▶ [WHAT TO WORK ON]: Every line in the records below between the one holding "I'm not sure" and the one holding "lostfictions: this is", inclusive, is to be set down exactly; all other lines are to be left out.

THE RECORDS Start Marker

PR #446, opened 2018-10-08
WIP: E2E tests

alexandra-marin:
 https://app.clubhouse.io/peerio/story/6727/bootstrap-desktop-testing-framework
#### Testing instructions  

----
### Repository owner


seavan:
@alexandra-marin please fix conflicts 
I see several files fully commented out. maybe remove them? what's the reason to keep?

test/e2e/code/login.js
```diff
@@ -0,0 +1,38 @@
...
+    // console.log('My passphrase is', this.passphrase);
+
+    await this.app.client.waitForExist(withLabel('button_next'), 5000).click(withLabel('button_next'));
+    await this.app.client.waitForExist(withLabel('button_accept'), 5000).click(withLabel('button_accept'));
+    await this.app.client.waitForExist(withLabel('button_share'), 5000).click(withLabel('button_share'));
+});
+
+Then('I am taken to the home tab', async function() {
+    await this.app.client.waitForExist(withLabel(this.username), 5000);
+    await this.app.client.pause(5000)
```
lostfictions: This test seems incomplete?

test/e2e/code/login.js
```diff
@@ -0,0 +1,38 @@
...
+Then('I am presented with my passcode', async function() {
+    await this.app.client.waitForExist(withLabel('button_copy'), 5000).click(withLabel('button_copy'));
+    // .getText().then(innerText => {
+    //     this.passphrase = innerText;
+    // });
+    // console.log('My passphrase is', this.passphrase);
+
+    await this.app.client.waitForExist(withLabel('button_next'), 5000).click(withLabel('button_next'));
+    await this.app.client.waitForExist(withLabel('button_accept'), 5000).click(withLabel('button_accept'));
+    await this.app.client.waitForExist(withLabel('button_share'), 5000).click(withLabel('button_share'));
```
lostfictions: This test isn't asserting anything?

lostfictions:
@alexandra-marin, not sure if you wanted us to look at this immediately? For next time you make a PR, even if it's WIP for requesting feedback (which is totally fine and a good idea!) I think it'd maybe be helpful if you could leave a few notes in the PR description letting us know which parts are still WIP or what specifically you'd like feedback on? I made a few specific remarks above (and can add a few general notes below) but it's not clear whether this is working or what needs to happen for this to move out of WIP and into general review.

lostfictions:
I think this PR branch is based on #423 -- that was my suggestion, since it hadn't been merged yet and I thought we'd use Jest and maybe some Enzyme functionality for e2e tests. We could still use Jest's bundled `expect` assertion lib here, but otherwise this PR looks disjoint to me. So for clarity/readability in this PR, on top of deleting the old busted tests instead of commenting them out, I think this branch needs to be rebased to drop the commits already merged in from the other PR.

lostfictions:
re: using `data-` attributes -- it still feels a bit like an intrusive solution to me (every component in the UI library we want to test will need to be amended with a `testId` prop?)

Worse, it also feels like it still ends up being "implementation-specific" on a component-to-component basis (what does `testId` represent for the `Dropdown` component? For `RadioButtons`? Do we add multiple `testId` props to these components for outer/inner selectors?)

I wonder if we couldn't just use `className`, which is already implemented for most (all?) components in the UI library. As a bonus, offhand it seems easier to optimize away in production with a minifier (`css(IS_DEV_ENV && '_test-button-login', /* ...other selectors...*/)` or something similar). Thoughts?

test/e2e/code/login.js
```diff
@@ -0,0 +1,38 @@
...
+
+When('I choose the create account option', async function() {
+    await this.app.client.waitForExist(withLabel('signup'), 5000);
+    await this.app.client.click(withLabel('signup'));
+});
+
+When('I input my personal info', async function() {
+    this.username = new Date();
+    await this.app.client.waitForExist(withLabel('firstName'), 5000);
+    await this.app.client.setValue(withLabel('firstName'), 'Alice');
```
lostfictions: Having every step look like this is super noisy to me... is there any way `await this.app.client[A](withLabel(B), 5000)` could be reformulated more simply?

anri-asaturov:
I agree with @lostfictions, would be nice to either see a complete PR or comments on what to look at in the WIP.

anri-asaturov:
> re: using `data-` attributes -- it still feels a bit like an intrusive solution to me (every component in the UI library we want to test will need to be amended with a `testId` prop?)
> 
> Worse, it also feels like it still ends up being "implementation-specific" on a component-to-component basis (what does `testId` represent for the `Dropdown` component? For `RadioButtons`? Do we add multiple `testId` props to these components for outer/inner selectors?)
> 
> I wonder if we couldn't just use `className`, which is already implemented for most (all?) components in the UI library. As a bonus, offhand it seems easier to optimize away in production with a minifier (`css(IS_DEV_ENV && '_test-button-login', /* ...other selectors...*/)` or something similar). Thoughts?

What if className passed to some component will be applied to more than one child elements? Or I guess that's not usual. date attributes seem cleaner to me tbh.

There are some interesting comments in here
https://github.com/kentcdodds/react-testing-library/blob/master/README.md#getbytestidtext-textmatch-htmlelement
@lostfictions

anri-asaturov:
also this https://www.npmjs.com/package/babel-plugin-react-remove-properties

lostfictions:
@anri-asaturov yeah, makes sense to me -- i like kent's suggested guideline of preferring placeholder, label, alt text, text, etc. instead since it's closer to the way software is used by an end-user (and less invasive!). if we match localization keys in the tests maybe that's enough to get us most of the way there without instrumenting everything with test ids all of the time?

anri-asaturov:
Yeah, actually, locale keys are a great idea

anri-asaturov:
Fix conflicts please

lostfictions:
My fault on the conflicts, I suggested we base this branch off my branch #423 since it wasn't merged yet and I thought we would use Jest as a runner/assertions lib -- I think it's just confused with the squashmerge. @alexandra-marin you have some uncommitted/unpushed changes right? I can rebase this branch to drop the commits that are getting it confused now, but I don't want to make your local repo situation more confusing by pushing that -- let me know if you want me to do something.

lostfictions:
rebased

PR #448, opened 2018-10-10
Mobx5

anri-asaturov:


dchest:
Will need updater testing on Windows (2 staging releases, as usual).

PR #458, opened 2018-10-20
chore: update telemetry login events

suprko:
https://app.clubhouse.io/peerio/story/14752/desktop-add-telemetry-to-autologin-manual-login-with-and-without-2fa

#### Testing instructions  
Update to telemetry login events. ~~Kaoru is taking a look at the events themselves~~ [Tested & approved]. In the meantime devs could maybe take a look at some of the weird logic in here and see if it's OK?

There are some difficulties with the events that were requested. Mainly, 2FA and Login are independent components, like they basically don't have anything to do with each other (2FA is activated not from Login but by a call to server made in SDK). But design wants login events to know whether 2FA is enabled, and 2FA events to know whether autologin is enabled. So there are some weird `when`s being used to check these states and I dunno if it's overkill for like... 5 telemetry events. (Karim has done similar things on mobile).

----
### Repository owner


suprko:
Approved on the Mixpanel side

PR #459, opened 2018-10-22
fix: increase DMG window size

dchest:

https://app.clubhouse.io/peerio/story/15283/dmg-window-is-too-small-on-macos-mojave-with-scrollbars

#### Testing instructions  

Mac only:

1. `npm run internal-build-mac`
2. Open the latest `dist/something.dmg`.
3. Check that window size is acceptable.
4. Go to System Preferences > General, set Show scroll bars to Always.
5. Check that DMG window doesn't have scroll bars (can eject and re-mount it to be sure).

----
### Repository owner


ebilg:
can be merged

PR #475, opened 2018-11-03
refactor: AreaBeacons no longer needs to clone DOM

suprko:
https://app.clubhouse.io/peerio/story/14103/desktop-refactor-beacons-get-rid-of-dom-duplication

#### Testing instructions
Nothing should be any different. This change affects the way that area beacons (the ones with the circle) are constructed. It makes them less janky on the code side but should be visually identical to how they were before.

#### So what's the change?
One of the main reasons the current beacons are Bad™ is due to the fact that it's difficult to "punch out" something in pure CSS. The original solution to this was to copy the content that the beacon was wrapping, place it inside the bubble, and then match the bubble background to the original content's background. This obviously is super clunky and prone to error.

I later discovered a weird CSS trick where you can use `background: radial-gradient` to punch out a circle. The property lets you make an element's background colour a gradient of two (or more) colours which radiates in a circle from a defined center point. If you set the first colour to transparent, the second to a colour, and set the end of one colour and the start of the next just 1px apart, this effectively makes a solid transparent circle. Using the existing calculations for the bubble positioning, I've placed this circle at the exact size and position as the beacon's bubble. :sparkles:

I'm not sure if there are any disadvantages to this compared to recreating the shape in inline SVG? In any case, we can drop in an SVG beacon later; in the meantime this solves the issue of DOM duplication.

----
### Repository owner


src/ui/shared-components/Beacon.tsx
```diff
@@ -7,6 +7,7 @@ import { t } from 'peerio-translator';
 import beaconStore from '~/stores/beacon-store';
 
 const appRoot = document.getElementById('root');
+const BEACON_COLOR = '#5461cc';
```
anri-asaturov: I'm gonna pretend I didn't see this, cuz I don't have an easy solution to fix it.

suprko: yes it is extremely not ideal. unless we move to some kind of CSS-in-JS I don't see a way around this :dizzy_face:

anri-asaturov: reading `colors.scss` and parsing it? eh...

BlueMona:
Can be merged

src/ui/shared-components/Beacon.tsx
lostfictions: this is not whilelabellable as is then right?

suprko: It's not... also, we were never given a WL design for beacons so I don't actually know what colour they are on MC... :/

ebilg: our current plan is to do the same colour but that might change at some point

PR #478, opened 2018-11-06
improve localisation library

lostfictions:

ch story:
https://app.clubhouse.io/peerio/story/13663/improve-localisation-library

icebear branch:
https://github.com/PeerioTechnologies/peerio-icebear/pull/347

After merge, **all new imports of `t` should be from `peerio-icebear`, not `peerio-translator`**, so we should let folks know.

#### Testing instructions

No functionality should be changed.

New runtime warnings may be being generated for missing localization keys -- maybe click around a bit and see if you spot any after merge?

----
### Repository owner


lostfictions:
@anri-asaturov looks like it was your merge commit that broke this -- you might have to merge icebear dev into that feature branch, re-run the generate script there, and then re-run ci here

anri-asaturov:
fixed

lostfictions:
thanks!

lostfictions:
@anri-asaturov if it otherwise looks good, i'll fix the conflict and then this is ready for review

src/ui/chat/components/sidebar/MembersSection.tsx
```diff
@@ -72,7 +71,7 @@ export default class MembersSection extends React.Component<MembersSectionProps>
                     key={item.key}
                     value={item.value}
                     icon={item.icon}
-                    caption={t(item.caption)}
+                    caption={t(item.caption as any) as string}
```
anri-asaturov: hmm isn't `item.caption` a string?

src/ui/shared-components/Beacon.tsx
```diff
@@ -349,8 +349,9 @@ export default class Beacon extends React.Component<SpotBeaconProps | AreaBeacon
     }
 
     beaconContent() {
-        const title = this.props.title || t(`title_${this.props.name}_beacon`);
-        const description = this.props.description || t(`description_${this.props.name}_beacon`);
+        const title: string = this.props.title || t(`title_${this.props.name}_beacon` as any);
+        const description: string =
+            this.props.description || t(`description_${this.props.name}_beacon` as any);
```
anri-asaturov: i don't get the `any` cast, same as before, i guess

src/ui/chat/components/sidebar/MembersSection.tsx
lostfictions: so technically `keyof LocalizationString` is narrower than `string`... we could make `t` and `<T>` also accept any `string` as parameters, but that would mean, of course, that any string is a valid key. that is, we wouldn't be typechecking keys anymore. and we still wouldn't be able to infer whether the return type is also `string` or an array of mixed `React.children` elements.

unfortunately there are two casts needed -- one for the input value, and one for the output value, since otherwise i'll be an `any` that could leak elsewhere unless the field/parameter/binding/whatever it's being passed into has an explicit type (as i added for `description` below.)

this is obviously not ideal for the places where the key is assumed to be dynamic, but it reflects the fact that what the function accepts is not a `string` but a specific subset of string literals. icebear exports `LocalizationString`, so as much as possible things that will end up as localization keys should reflect that in their type. otherwise we're indeed introducing possible errors, and the casts are warning flags that we're doing something weird and understand the possibility of errors.

src/ui/shared-components/Beacon.tsx
lostfictions: fwiw i commented on the weirdness of this dynamic key assembly in lucas' recent pr -- i think interpolating the name when either a title or description are missing is a tricky bit of implicit behaviour. and again, the need for casts reflects that this might not necessarily be a safe thing to do.

src/ui/chat/components/sidebar/MembersSection.tsx
anri-asaturov: so we should basically type `item.caption` better

PR #481, opened 2018-11-07
WIP: beacons use Provider/inject instead of singleton store

suprko:
https://app.clubhouse.io/peerio/story/15152/desktop-refactor-beacons-move-from-ui-store-to-context-pattern

#### Testing instructions
Beacons should work the same as before, no change on the user side. Beacons that are currently on desktop:
* Welcome screen
  * spot beacon on Contacts icon
* Invite contact screen
  * area beacon on search bar
  * spot beacon on Files icon
* Files screen
  * area beacon on Upload button
  * spot beacon on Chats icon
* Chats screen
  * area beacon on plus icon of "Direct messages" button

----
### Repository owner


suprko:
I've made some more specific comments on individual files.

In general: this refactor essentially duplicates the existing logic that was in `beacon-store.ts`, but moves it to a new `BeaconContext` component, which uses mobx-react's `Provider`/`@inject` instead of the `export new BeaconStore` pattern. I did a bit of cleanup here and there but overall the logic is the same as before, for better or worse. I figure we can redo the logic as a separate task.

I'm sure there are some ways to tighten/simplify the logic here but I think it will always be really janky because we are dealing with such specific triggers. e.g. show the next beacon if the current beacon is 'search contacts', if the user has not touched their mouse or keyboard in 8 seconds, and if it's the user's first login to the app. So we're controlling the beacon with a mix of user input, global state, and component state... I don't know if there's a way that can be simpler or at least more centralized, but I am open to ideas!

src/ui/beacons/BeaconContext.tsx
```diff
@@ -0,0 +1,226 @@
...
+        clearIncrementQueue: this.clearIncrementQueue,
+        markAsRead: this.markAsRead
+    };
+
+    render() {
+        return (
+            <Provider
+                beaconInit={this.initializeBeacon}
+                beaconStore={this.beaconStore}
+                beaconsActive={this.activeBeacons}
```
suprko: `activeBeacons` => `beaconsActive` is kinda weird but hear me out...

I feel like `activeBeacons` makes more sense in this file (starting every var/function with `beacons...` would get confusing IMO). However, as far as I can tell, `Provider`/`@inject` occupies a single global namespace. It's not like React's context where you can specify `BeaconContext.Consumer`; with `inject`, the consumer just receives `@inject('propertyName')`. So we should probably have `inject`able properties start with the component they apply to, to avoid collisions, yeah?

src/ui/beacons/Beacon.tsx
```diff
@@ -0,0 +1,71 @@
...
+    'position',
+    'size',
+    'arrowPosition',
+    'arrowDistance',
+    'onBeaconClick',
+    'onContentClick',
+    'className'
+];
+
+@inject('beaconInit')
```
suprko: This is the part where I'm wondering whether I haven't actually solved the issue of the `beaconStore` pattern.

What happens is the `<Beacon>` component itself just wraps the child content, clones that content but with an added class `__beacon-target-id-beaconName`, and then passes relevant `props` up to the Provider with an "initialization" function. Provider now has an object with all of the beacons and their properties, which can then be passed to `BeaconItself` (which represents the actual beacon element as it appears in the DOM).

So like... is this still initialization? Is this the kind of thing we're trying to avoid? Or is it a bit better because it's still contained within the component-Provider chain rather than a global store? I guess I'm having a hard time seeing how this is better than a global store, but that could just be because I've implemented it in a `store`y way lol

src/ui/beacons/Beacon.tsx
```diff
@@ -0,0 +1,71 @@
...
+
+        `React.Children.only` fails if children is >1 node (i.e. React.Fragment w/ many children)
+        This makes sense because we need to be able to measure the size of a *single* element
+        So this whole component will error if it wraps multiple children.
+    */
+    @computed
+    get clonedChildContent() {
+        const originalChild = React.Children.only(this.props.children);
+        return React.cloneElement(originalChild, {
+            className: css(originalChild.props.className, `__beacon-target-id-${this.props.name}`)
```
suprko: This is very ugly but makes accidental CSS targeting extremely unlikely. We could probably safely remove the double underscore.

src/ui/beacons/BeaconContext.tsx
```diff
@@ -0,0 +1,226 @@
...
+import routerStore from '~/stores/router-store';
+import {
+    addActivityListener,
+    removeActivityListener,
+    addActivityListenerWithoutMouseMovement
+} from '~/helpers/activity-listeners';
+import BeaconItself from './BeaconItself';
+
+@observer
+export default class BeaconWrapper extends React.Component<{}> {
```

THE RECORDS End Marker

▶ [WRITTEN RESPONSE]:
I'm not sure if there are any disadvantages to this compared to recreating the shape in inline SVG? In any case, we can drop in an SVG beacon later; in the meantime this solves the issue of DOM duplication.

----
### Repository owner


src/ui/shared-components/Beacon.tsx
```diff
@@ -7,6 +7,7 @@ import { t } from 'peerio-translator';
 import beaconStore from '~/stores/beacon-store';
 
 const appRoot = document.getElementById('root');
+const BEACON_COLOR = '#5461cc';
```
anri-asaturov: I'm gonna pretend I didn't see this, cuz I don't have an easy solution to fix it.

suprko: yes it is extremely not ideal. unless we move to some kind of CSS-in-JS I don't see a way around this :dizzy_face:

anri-asaturov: reading `colors.scss` and parsing it? eh...

BlueMona:
Can be merged

src/ui/shared-components/Beacon.tsx
lostfictions: this is not whilelabellable as is then right?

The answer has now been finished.